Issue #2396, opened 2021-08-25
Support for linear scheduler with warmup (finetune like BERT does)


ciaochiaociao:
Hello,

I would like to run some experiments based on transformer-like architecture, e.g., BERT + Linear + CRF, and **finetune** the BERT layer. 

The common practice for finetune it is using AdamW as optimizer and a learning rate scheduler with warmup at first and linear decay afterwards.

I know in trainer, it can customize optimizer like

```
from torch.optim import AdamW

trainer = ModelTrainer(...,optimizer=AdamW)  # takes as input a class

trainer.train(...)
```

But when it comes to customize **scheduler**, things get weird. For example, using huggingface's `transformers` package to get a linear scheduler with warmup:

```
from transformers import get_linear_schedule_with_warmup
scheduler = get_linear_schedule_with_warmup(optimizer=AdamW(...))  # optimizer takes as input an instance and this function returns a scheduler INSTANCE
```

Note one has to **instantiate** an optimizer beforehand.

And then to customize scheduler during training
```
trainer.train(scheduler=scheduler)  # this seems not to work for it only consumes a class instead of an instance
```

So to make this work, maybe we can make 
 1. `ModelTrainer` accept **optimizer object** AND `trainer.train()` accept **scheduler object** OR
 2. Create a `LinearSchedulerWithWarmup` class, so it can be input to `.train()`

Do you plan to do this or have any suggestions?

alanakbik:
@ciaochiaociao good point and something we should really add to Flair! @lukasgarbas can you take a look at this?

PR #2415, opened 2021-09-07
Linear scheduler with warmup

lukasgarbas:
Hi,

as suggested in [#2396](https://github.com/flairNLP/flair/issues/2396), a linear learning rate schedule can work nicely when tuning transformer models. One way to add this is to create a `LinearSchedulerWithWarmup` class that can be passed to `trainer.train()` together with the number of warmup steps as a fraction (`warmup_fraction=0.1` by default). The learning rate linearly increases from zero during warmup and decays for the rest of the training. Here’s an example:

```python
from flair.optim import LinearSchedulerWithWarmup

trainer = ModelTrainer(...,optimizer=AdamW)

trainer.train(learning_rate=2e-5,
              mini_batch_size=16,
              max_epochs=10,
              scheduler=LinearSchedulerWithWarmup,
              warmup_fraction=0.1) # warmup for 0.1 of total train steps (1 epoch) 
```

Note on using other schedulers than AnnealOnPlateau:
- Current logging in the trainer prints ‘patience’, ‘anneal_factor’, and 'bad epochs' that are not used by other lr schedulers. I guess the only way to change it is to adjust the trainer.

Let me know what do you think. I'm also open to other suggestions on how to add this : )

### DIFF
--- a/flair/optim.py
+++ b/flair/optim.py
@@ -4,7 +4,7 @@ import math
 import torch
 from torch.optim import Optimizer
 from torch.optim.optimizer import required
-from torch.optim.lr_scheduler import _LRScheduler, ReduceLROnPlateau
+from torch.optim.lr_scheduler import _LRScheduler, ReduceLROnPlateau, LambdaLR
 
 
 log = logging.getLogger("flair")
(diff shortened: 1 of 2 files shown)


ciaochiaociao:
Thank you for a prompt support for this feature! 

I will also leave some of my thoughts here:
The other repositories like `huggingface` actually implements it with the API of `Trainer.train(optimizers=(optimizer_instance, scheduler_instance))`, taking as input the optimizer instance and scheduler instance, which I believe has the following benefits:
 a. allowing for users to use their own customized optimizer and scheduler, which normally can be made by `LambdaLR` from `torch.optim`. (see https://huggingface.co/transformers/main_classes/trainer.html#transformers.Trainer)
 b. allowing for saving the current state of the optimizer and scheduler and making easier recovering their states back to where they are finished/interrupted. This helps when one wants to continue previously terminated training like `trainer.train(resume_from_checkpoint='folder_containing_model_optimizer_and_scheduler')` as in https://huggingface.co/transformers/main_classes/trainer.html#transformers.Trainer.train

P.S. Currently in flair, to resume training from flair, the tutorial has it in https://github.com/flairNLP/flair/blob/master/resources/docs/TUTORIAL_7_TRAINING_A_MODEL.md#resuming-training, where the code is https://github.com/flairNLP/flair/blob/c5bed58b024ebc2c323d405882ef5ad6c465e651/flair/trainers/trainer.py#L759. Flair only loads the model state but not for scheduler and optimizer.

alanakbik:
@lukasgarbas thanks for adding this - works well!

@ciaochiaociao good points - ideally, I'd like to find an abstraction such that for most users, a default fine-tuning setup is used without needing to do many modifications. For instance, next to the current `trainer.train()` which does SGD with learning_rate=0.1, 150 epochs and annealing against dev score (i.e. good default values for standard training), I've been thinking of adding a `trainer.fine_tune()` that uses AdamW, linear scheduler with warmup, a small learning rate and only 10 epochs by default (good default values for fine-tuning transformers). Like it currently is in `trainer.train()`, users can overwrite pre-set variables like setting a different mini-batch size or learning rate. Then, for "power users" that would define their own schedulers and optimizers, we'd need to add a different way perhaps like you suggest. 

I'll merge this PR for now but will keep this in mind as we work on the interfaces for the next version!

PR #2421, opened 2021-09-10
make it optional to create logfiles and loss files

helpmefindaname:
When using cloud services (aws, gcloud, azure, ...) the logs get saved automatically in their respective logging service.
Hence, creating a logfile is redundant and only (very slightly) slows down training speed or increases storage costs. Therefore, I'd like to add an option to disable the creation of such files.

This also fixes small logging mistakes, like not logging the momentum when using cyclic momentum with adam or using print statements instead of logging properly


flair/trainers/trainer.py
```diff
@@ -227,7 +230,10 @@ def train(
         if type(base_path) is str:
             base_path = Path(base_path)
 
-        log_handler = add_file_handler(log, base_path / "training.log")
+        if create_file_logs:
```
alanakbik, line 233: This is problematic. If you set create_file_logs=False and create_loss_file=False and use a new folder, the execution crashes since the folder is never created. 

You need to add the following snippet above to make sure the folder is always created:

== == ==

# [Goal of the exercise]
Tally the lines in the entries above that hold the word "other". Reply with nothing but that count.

# [Solution to this exercise]
4